As globalization gripped the world, the American stock market became the go-to investment for trillions of dollars of capital. With the world’s largest and most innovative companies like Apple and Nvidia in the United States, if you were an institutional investor in India or an individual in Italy, there was no alternative to buying US stocks.

But with protectionist policies like tariffs looming and US stocks seeing a sluggish start to 2025 — the SPDR S&P 500 Trust is down 3% year-to-date, lagging Europes STOXX 600 (up 9%) and Chinas CSI 300 (up 1%) — is growing foreign ownership a trend that’s likely to continue?

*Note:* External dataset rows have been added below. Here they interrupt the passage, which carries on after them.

Issue #3363, opened 2024-12-11
Implement autonaming configuration protocol


mikhailshilkov:
## Hello!

- Vote on this issue by adding a 👍 reaction
- If you want to implement this feature, comment to let us know (we'll work with you on design, scheduling, etc.)

## Issue details

Implement the Kubernetes part of https://github.com/pulumi/pulumi/issues/1518. See https://github.com/pulumi/pulumi/discussions/17592 for the full design.

In short, https://github.com/pulumi/pulumi/pull/17810 introduced the protobuf changes required for the provider-side implementation. With those, a provider can:

- Declare that it supports autonaming configurations with a response flag in Configure
- Accept two extra properties in CheckRequest: a proposed name and a mode to apply it

We need to implement autonaming configuration for Kubernetes.

PR #3377, opened 2024-12-18
Implement autonaming configuration protocol

mikhailshilkov:
### Proposed changes

This PR implement the Kubernetes part of https://github.com/pulumi/pulumi/issues/1518. See https://github.com/pulumi/pulumi/discussions/17592 for the full design.

In short, https://github.com/pulumi/pulumi/pull/17810 introduced the protobuf changes required for the provider-side implementation. With those, a provider can:

- Declare that it supports autonaming configurations with a response flag in Configure
- Accept two extra properties in CheckRequest: a proposed name and a mode to apply it

This PR applies those parameters to auto-name calculation if they are specified:

- In Disabled mode, we don't calculate auto-names at all
- In Enforce or Propose mode, we use whatever ProposedName is supplied by the engine

### Related issues (optional)

Resolves https://github.com/pulumi/pulumi-kubernetes/issues/3363

### DIFF
--- a/CHANGELOG.md
+++ b/CHANGELOG.md
@@ -1,6 +1,8 @@
 ## Unreleased
 
-- Respect autonaming configuration specified by the engine.
+### Added
+
+- Added support for autonaming configuration specified by the engine.
   (https://github.com/pulumi/pulumi-kubernetes/issues/3363)
 
 ## 4.19.0 (December 11, 2024)
--- a/CHANGELOG.md
+++ b/CHANGELOG.md
@@ -1,5 +1,8 @@
 ## Unreleased
 
+- Respect autonaming configuration specified by the engine.
+  (https://github.com/pulumi/pulumi-kubernetes/issues/3363)
+
 ## 4.19.0 (December 11, 2024)
 
 ### Changed
--- a/provider/pkg/metadata/naming.go
+++ b/provider/pkg/metadata/naming.go
@@ -37,8 +37,9 @@ func AssignNameIfAutonamable(randomSeed []byte, engineAutonaming *pulumirpc.Chec
 	if engineAutonaming != nil {
 		switch engineAutonaming.Mode {
 		case pulumirpc.CheckRequest_AutonamingOptions_DISABLE:
-			return errors.New("autonaming is disabled, please provide a name or generateName value")
+			return errors.New("autonaming is disabled, resource requires the .metadata.name field to be set")
 		case pulumirpc.CheckRequest_AutonamingOptions_ENFORCE, pulumirpc.CheckRequest_AutonamingOptions_PROPOSE:
+			contract.Assertf(engineAutonaming.ProposedName != "", "expected proposed name to be non-empty: %v", engineAutonaming)
 			autoname = engineAutonaming.ProposedName
 		}
 	}
--- a/provider/pkg/metadata/naming.go
+++ b/provider/pkg/metadata/naming.go
@@ -15,6 +15,8 @@
 package metadata
 
 import (
+	"errors"
+
 	"github.com/pulumi/pulumi/sdk/v3/go/common/resource"
 	"github.com/pulumi/pulumi/sdk/v3/go/common/util/contract"
 	pulumirpc "github.com/pulumi/pulumi/sdk/v3/proto/go"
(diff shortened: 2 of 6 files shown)


CHANGELOG.md
```diff
@@ -1,5 +1,8 @@
 ## Unreleased
 
+- Respect autonaming configuration specified by the engine.
+  (https://github.com/pulumi/pulumi-kubernetes/issues/3363)
```
blampe, line 4:
```suggestion
### Added

- Added support for autonaming configuration specified by the engine.
  (https://github.com/pulumi/pulumi-kubernetes/issues/3363)
```

provider/pkg/metadata/naming_test.go
```diff
@@ -81,11 +82,33 @@ func TestAssignNameIfAutonamable(t *testing.T) {
...
+	// o7 has no name, but autonaming is disabled by the engine, so autonaming fails.
+	o7 := &unstructured.Unstructured{}
+	autonamingDisabled := &pulumirpc.CheckRequest_AutonamingOptions{
+		Mode: pulumirpc.CheckRequest_AutonamingOptions_DISABLE,
+	}
+	AssignNameIfAutonamable(nil, autonamingDisabled, o7, pm1, resource.NewURN(tokens.QName("teststack"), tokens.PackageName("testproj"),
+		tokens.Type(""), tokens.Type("bang:boom/fizzle:MajorResource"), "foo"))
+	assert.False(t, IsAutonamed(o7))
+	assert.Equal(t, "", o7.GetGenerateName())
+	assert.Equal(t, "", o7.GetName())
```
blampe, line 111: In this case autonaming doesn't _fail_, the object just doesn't get a name. That will ultimately become an error when we try to apply the object to the cluster, since the name is required.

If we encounter this situation we should return an error to the user instead of letting them apply the invalid object. Something like "Autonaming is disabled so XYZ requires a .metadata.name". It would make sense to modify `AssignNameIfAutonamable` to return `error` for this situation.

provider/pkg/metadata/naming.go
```diff
@@ -17,17 +17,27 @@ package metadata
...
 		prefix := urn.Name() + "-"
 		autoname, err := resource.NewUniqueName(randomSeed, prefix, 0, 0, nil)
 		contract.AssertNoErrorf(err, "unexpected error while creating NewUniqueName")
+		if engineAutonaming != nil {
+			switch engineAutonaming.Mode {
+			case pulumirpc.CheckRequest_AutonamingOptions_DISABLE:
+				return
+			case pulumirpc.CheckRequest_AutonamingOptions_ENFORCE, pulumirpc.CheckRequest_AutonamingOptions_PROPOSE:
+				autoname = engineAutonaming.ProposedName
+			}
```
blampe, line 39: We should also probably validate the proposed name, since the user could specify a template that isn't valid for k8s.

I _think_ that would be [IsDNS1123Subdomain](https://pkg.go.dev/k8s.io/apimachinery/pkg/util/validation#IsDNS1123Subdomain) but @rquitales should double check this! 

https://kubernetes.io/docs/concepts/overview/working-with-objects/names/#dns-subdomain-names

blampe (commented):
Is this worth a quick yaml e2e test or are we confident in the unit behavior?

provider/pkg/metadata/naming_test.go
mikhailshilkov: Is it always an error if a `name` is not specified, for all resource types? I assumed that some objects may allow that? But it sounds like that's not true? If name/generateName are always required, an error makes sense to me.

provider/pkg/metadata/naming.go
mikhailshilkov: Do we validate `urn.Name()` anywhere?

rquitales: Yes, [IsDNS1123Subdomain](https://pkg.go.dev/k8s.io/apimachinery/pkg/util/validation#IsDNS1123Subdomain) is the correct validator.

blampe: > Do we validate `urn.Name()` anywhere?

That's a good question, I don't think we do! I guess we offload all of that to the cluster, so maybe we don't need to validate anything here.

I'm curious what the user experience looks like in that situation? If it's pretty clear how to resolve the issue then this is probably fine.

blampe:
Rebasing should fix your build failure.

provider/pkg/metadata/naming.go
mikhailshilkov: This is the error that one gets in both cases:

> error: resource "urn:pulumi:dev::kubernetes-ts::kubernetes:apps/v1:Deployment::nginx!!!!" was not successfully created by the Kubernetes API server: Deployment.apps "nginx!!!!-6626ce94" is invalid: metadata.name: Invalid value: "nginx!!!!-6626ce94": a lowercase RFC 1123 subdomain must consist of lower case alphanumeric characters, '-' or '.', and must start and end with an alphanumeric character (e.g. 'example.com', regex used for validation is '[a-z0-9]([-a-z0-9]*[a-z0-9])?(\.[a-z0-9]([-a-z0-9]*[a-z0-9])?)*')

provider/pkg/metadata/naming_test.go
mikhailshilkov: Added an error on Disabled

mikhailshilkov:
> Is this worth a quick yaml e2e test or are we confident in the unit behavior?

@blampe Could you point me to an existing example that I could copy?

blampe:
> > Is this worth a quick yaml e2e test or are we confident in the unit behavior?
> 
> @blampe Could you point me to an existing example that I could copy?

This simplest/fasted would probably be to copy on of the yaml tests that live (confusingly) under tests/java 

https://github.com/pulumi/pulumi-kubernetes/blob/master/tests/sdk/java/yamlv2_test.go
https://github.com/pulumi/pulumi-kubernetes/tree/master/tests/sdk/java/testdata/yamlv2

provider/pkg/metadata/naming.go
EronWright: In Kubernetes, object name validation may differ on a per-kind basis. For example, while many resources use [IsDNS1123Subdomain](https://pkg.go.dev/k8s.io/apimachinery/pkg/util/validation#IsDNS1123Subdomain), some resources are more relaxed. For example, `ClusterRoleBinding` allows for colons and such names as `system:basic-user`.

I would advise against a general rule, but I see no issue with having built-in rules for specific kinds such as Service.

mikhailshilkov: Yeah... I think we shouldn't add any new validation as a part of this change (autonaming configuration). The experience is consistent across (invalid) explicit names, default auto-names, and custom auto-names.

provider/pkg/metadata/naming.go
```diff
@@ -15,22 +15,36 @@
...
+	prefix := urn.Name() + "-"
+	autoname, err := resource.NewUniqueName(randomSeed, prefix, 0, 0, nil)
+	contract.AssertNoErrorf(err, "unexpected error while creating NewUniqueName")
+	if engineAutonaming != nil {
+		switch engineAutonaming.Mode {
+		case pulumirpc.CheckRequest_AutonamingOptions_DISABLE:
+			return errors.New("autonaming is disabled, please provide a name or generateName value")
+		case pulumirpc.CheckRequest_AutonamingOptions_ENFORCE, pulumirpc.CheckRequest_AutonamingOptions_PROPOSE:
+			autoname = engineAutonaming.ProposedName
+		}
```
EronWright, line 43: Is it definitely true that ProposedName is non-empty in these modes?  The logic isn't totally clear about which modes would use a provider-generated value, would be nice to be more explicit. 
In other words, is it possible that the mode would be "proposed" without an actual proposed value?

provider/pkg/metadata/naming.go
```diff
@@ -15,22 +15,36 @@
...
+	if IsNamed(obj, propMap) || IsGenerateName(obj, propMap) {
+		return nil
+	}
+	prefix := urn.Name() + "-"
+	autoname, err := resource.NewUniqueName(randomSeed, prefix, 0, 0, nil)
+	contract.AssertNoErrorf(err, "unexpected error while creating NewUniqueName")
+	if engineAutonaming != nil {
+		switch engineAutonaming.Mode {
+		case pulumirpc.CheckRequest_AutonamingOptions_DISABLE:
+			return errors.New("autonaming is disabled, please provide a name or generateName value")
```
EronWright, line 40: Note that other error messages within the k provider use a slightly different wording, for example:
> "patch resources require the `.metadata.name` field to be set"

And, why is this different than azure-native w.r.t. to returning an error in the 'disabled' case?
https://github.com/pulumi/pulumi-azure-native/blob/b5b0a217b37ebe605bc871b552d3dc195e882d22/provider/pkg/provider/provider.go#L570-L573

EronWright (approved):

provider/pkg/metadata/naming.go
mikhailshilkov: > Note that other error messages within the k provider use a slightly different wording

Great point. Should it be `autonaming is disabled, resources require the .metadata.name field to be set`?

> why is this different than azure-native w.r.t. to returning an error in the 'disabled' case?

The end user UX is the same - users will get an error from Check. It's more of an implementation detail. In Azure Native, the `getDefaultName` doesn't return an `error`, but it's produced two levels up in Check itself, where it validates required properties. That was already the case before autonaming configuration.

rquitales (approved):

Researchers from Goldman Sachs, led by David Kostin, outlined in a note published Friday why they believe foreign investors will keep buying. They argued that the US market’s size and liquidity — the S&P 500 is 4x the size of Europe’s STOXX 600 and 8x bigger than China’s CSI 300 — makes it impossible to ignore for global investors looking to invest large sums.

Furthermore, though slowing growth has become a concern on Wall Street, Goldman still expects S&P 500 earnings to grow 7% annually in 2025 and 2026, outpacing Europes 4% and 6% growth in the same period. They also observed that a weakening US dollar — which makes US stocks cheaper for overseas buyers — could support buying: the bank expects global investors to pour another $300 billion into US equities this year, roughly matching last year’s inflows.

Of course, any significant deterioration of the fundamental US economic picture could push investors to look elsewhere.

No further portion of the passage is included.